Yapıcıoğlu, Malatya’da bir araya geldiği basın mensuplarına açıklamalarda bulundu.
Gıda fiyatlarının ortalama enflasyonun üzerinde arttığını ifade eden Yapıcıoğlu, bunların aşağıya çekilmesinin sadece marketlerdeki denetimle mümkün olmadığını, tarım girdilerinin maliyetini düşürmek ve planlı bir tarım yapılmasını temin etmek gerektiğini söyledi.
Zekeriya Yapıcıoğlu, gıda ithalatına izin vermenin de çare olmadığını, bunun çiftçiyi daha da zora sokacağını dile getirdi.
Türkiye’nin acilen tamamen yeni ve tamamen sivil bir anayasaya ihtiyacı olduğunu belirten Yapıcıoğlu, “Eğer anayasalar toplumsal sözleşme ise Meclis dışındaki muhalefet partileri de mutlaka bu sürece katkı vermelidir. Ve biz HÜDA PAR olarak bu konuda elimizden gelen katkıyı vermeye hazırız, elimizi taşın altına koymaya hazırız.” dedi.

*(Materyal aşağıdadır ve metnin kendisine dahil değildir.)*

PR #12347, opened 2026-02-13
Add conflict resolution recipes to agent skill

jasmeet107:
## Context

I use the `but` CLI daily as my primary version control interface (via AI coding agents with the skill file). The 0.19.1 skill rewrite is a huge improvement — the non-negotiable rules and `--status-after` pattern especially.

One gap I've noticed: conflict resolution isn't covered in SKILL.md. The reference docs (`references/reference.md`, `references/concepts.md`, `references/examples.md`) have good coverage of the `but resolve` commands, but agents that primarily work from the top-level SKILL.md don't see any of that.

In practice, my agents consistently struggle when `but pull` introduces conflicts — they don't know the `but resolve` workflow and sometimes fall back to git commands or get stuck.

## What this adds

Two new task recipes in SKILL.md:

1. **Resolve merge conflicts after pull** — the full `but resolve` workflow including zdiff3 markers, cascading conflicts, and the `but gui` fallback
2. **Handle hunk lock rejections** — the `AssignmentRejection`/`HunkLock` pattern when multiple branches touch the same file, and the `but rub` fix

Both follow the existing recipe format and keep the same concise style as the other recipes.

## Open to discussion

This is based on my experience as a daily user — happy to adjust the approach, wording, or structure. If there's a better way to surface conflict resolution to agents (maybe the references are meant to be the canonical source?), I'm totally open to that. Just want to find a good solution for this gap!

### DIFF
--- a/crates/but/skill/SKILL.md
+++ b/crates/but/skill/SKILL.md
@@ -91,6 +91,34 @@ Do not run `git push`, even if `but push` reports nothing to push.
 5. This two-step sequence is the safe default for reorder requests.
 6. Never use `git rebase` for this.
 
+### Resolve merge conflicts after pull
+
+When `but pull` introduces conflicts, affected commits are marked CONFLICTED.
+
+1. `but status --json` — identify commits with conflicted status
+2. `but resolve <commit-id>` — enter resolution mode for a specific commit
+   (or `but resolve` with no args to interactively select the first conflicted commit)
+3. Edit files to remove conflict markers (GitButler uses zdiff3-style: `<<<<<<<` ours, `|||||||` ancestor, `=======` theirs, `>>>>>>>`)
+4. `but resolve status` — check remaining conflicted files
+5. `but resolve finish` — finalize and return to workspace mode
+   (or `but resolve` again to proceed to the next conflicted commit)
+6. To abort: `but resolve cancel`
+
+**Important:**
+- Resolving one commit may cascade new conflicts in commits above it (rebase chain). Check `but status --json` after each resolution.
+- During resolution mode, other `but` mutation commands are limited. Finish or cancel before resuming normal work.
+- Conflicts can be resolved in any order — you are not forced to resolve them sequentially.
+- If `but resolve finish` fails unexpectedly, `but gui` can be used as a fallback to complete resolution through the desktop client.
+
+### Handle hunk lock rejections
+
+When two branches modify the same file, GitButler locks hunks to the branch that first touched those line ranges. This is not a merge conflict — it is a branch ownership constraint.
+
+**Symptoms:** `but stage` returns an `AssignmentRejection` with reason `HunkLock`. Commits targeting the locked lines silently produce empty commits.
+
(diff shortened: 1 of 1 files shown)


Byron:
Thanks a lot for the update!

Let me summon @krlvi to see what can be done here.

jasmeet107:
even after using this update a bit, i've still run into a couple issues with resolving. claude usually ends up figuring it out, but i asked it to give me a summary of some of the issues its run into and solutions it came up with in this area. in case thats helpful!

```

CLI IDs shift after every operation

  CLI IDs (g0, h0, etc.) reshuffle after any but operation — commits, absorbs, amends, branch creation, even background syncs. Running but status --json, grabbing an ID, doing an
  operation, then using a previously-fetched ID grabs a completely different file. This has caused wrong files getting committed/amended into the wrong branch multiple times. The
  workaround is to always re-run but status --json before every single operation.

  but undo has workspace-wide blast radius

  but undo reverts to a workspace-wide snapshot, not per-branch. Chaining multiple undos to fix a bad amend caused unrelated branches to all show as "unpushed" even though nothing
  changed in them. Workaround: instead of chaining undos, restore the original file content (git show <merge-base>:<path> > <path>) and amend the restoration into the commit to cancel
  out the unwanted diff.

  Stuck in resolve mode (gitbutler/edit branch)

  but resolve <commit> checks out a gitbutler/edit branch for conflict resolution. If you exit incorrectly, all but commands fail with "No default target branch set." Clearing
  edit_mode_metadata.toml alone isn't enough — you need to git checkout gitbutler/workspace first, then clear the metadata file. Order matters.

  Hunk locks block cross-branch staging

  When two virtual branches modify the same file, hunks get locked to the branch that first touched those line ranges. but stage returns AssignmentRejection with HunkLock, and commits
  silently create empty. Workaround: but rub <commit> <target-branch> to move the locking commit, or the nuclear option — restore file to merge-base, absorb the revert (releases the
  lock), then re-apply changes fresh.

  Squash-merged branches not detected by but pull

  but pull can't detect squash-merged PRs as integrated because the squash commit doesn't match the original branch commits. Branches that are fully merged show as {conflicted} after
  pull. Workaround: but unapply <branch-name> to remove the stack.

  "Anonymous segment" error blocks branch deletion

  but branch delete refuses to delete if it's the only named branch in a stack. --force doesn't help. Workaround: but unapply <branch-name> to remove the stack from workspace instead.
  
```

Türkiye’nin yaklaşık 70 yıl parlamenter sistemle idare edildiğini kaydeden Zekeriya Yapıcıoğlu, şöyle devam etti:
“Millet cumhurbaşkanını doğrudan doğruya seçme yetkisinin kendisinde olması gerektiğini yüzde 70’e yakın bir oyla kabul etti. Bu değişikliği biz yok farz edemeyiz. Hem parlamentonun hem cumhurbaşkanının halk tarafından seçilmesi ve halk tarafından seçilen parlamentonun içerisinden ayrıca bir hükümet çıkması, bir başbakan çıkması idareyi iki başlı bir hale getirmişti. Aslında fiilen yarı başkanlık sistemi vardı ve bunu yasal bir çerçeveye kavuşturmak için bir anayasa değişikliği yapıldı ve başkanlık sistemine geçildi. Şu anda anayasal tabiri ile partili cumhurbaşkanı sistemi ya da halk arasında konuşulduğu şekliyle başkanlık sistemi var. Evet bazı yönlerden aksıyor ve muhalefetin de bu konuda ciddi eleştirileri var, bizim de eleştirilerimiz var. Ama biz diyoruz ki çözüm 70 yıla yakın bir süre denenmiş olan parlamenter sisteme geri dönmek değildir, çözüm madem halk tarafından yüzde 70’e yakın bir destekle ‘Cumhurbaşkanını halk seçecek’ denmiş idareyi yeniden iki başlıklı bir hale getirmek değildir. Bu sistemin aksayan yönleri tamir edilebilir ve biz HÜDA PAR olarak diyoruz ki bu sistem revize edilmelidir, ıslah edilmiş bir başkanlık sistemi ile Türkiye yoluna devam etmelidir. Bugünkü işleyişte elbette bazı sorunlar vardır ve bu sorunların giderilmesinin yolları da vardır. Denge ve denetim mekanizmalarının güçlendirilmesi gerektiğini söylüyoruz.”
Yahudilerin Mescid-i Aksa’da “sessizce” ibadet etmelerine onay vermesine değinen Yapıcıoğlu, şunları kaydetti:
“Bazıları özellikle sosyal medyada sanki Yahudilere ibadet özgürlüğü ile ilgili bir şeymiş gibi, sanki çok masumane bir kararmış, onlar da işte Mescid-i Aksa’nın içerisine girip sessizce Müslümanları rahatsız etmeden ibadet yapma niyetiyle oraya gideceklermiş gibi bir saflık içinde olaya yaklaşıyorlar ama olay bu değildir. Onlar adım adım Mescid-i Aksa’yı işgal etmek, nasıl ki Filistin topraklarını adım adım işgal ederek o haritanın üzerindeki yeşil noktaları sürekli küçülttülerse hiçbir Filistinli’nin, hiçbir Müslüman’ın yaşamadığı bir Arz-ı Mevud hayal ediyorlar ve bu hayallarine yürümek için de adım adım ilerliyorlar. Santim santim de olsa yürümekten geri durmuyorlar. Bu karar da bu anlamda bu hedefe doğru atılmış bir adımdır. Eğer biz bugün buna tepkisiz kalırsak, sessiz kalırsak ya da birbirimizle uğraşmaya devam edersek emin olun onlar bu adımlarını biraz daha hızlandıracaklardır.”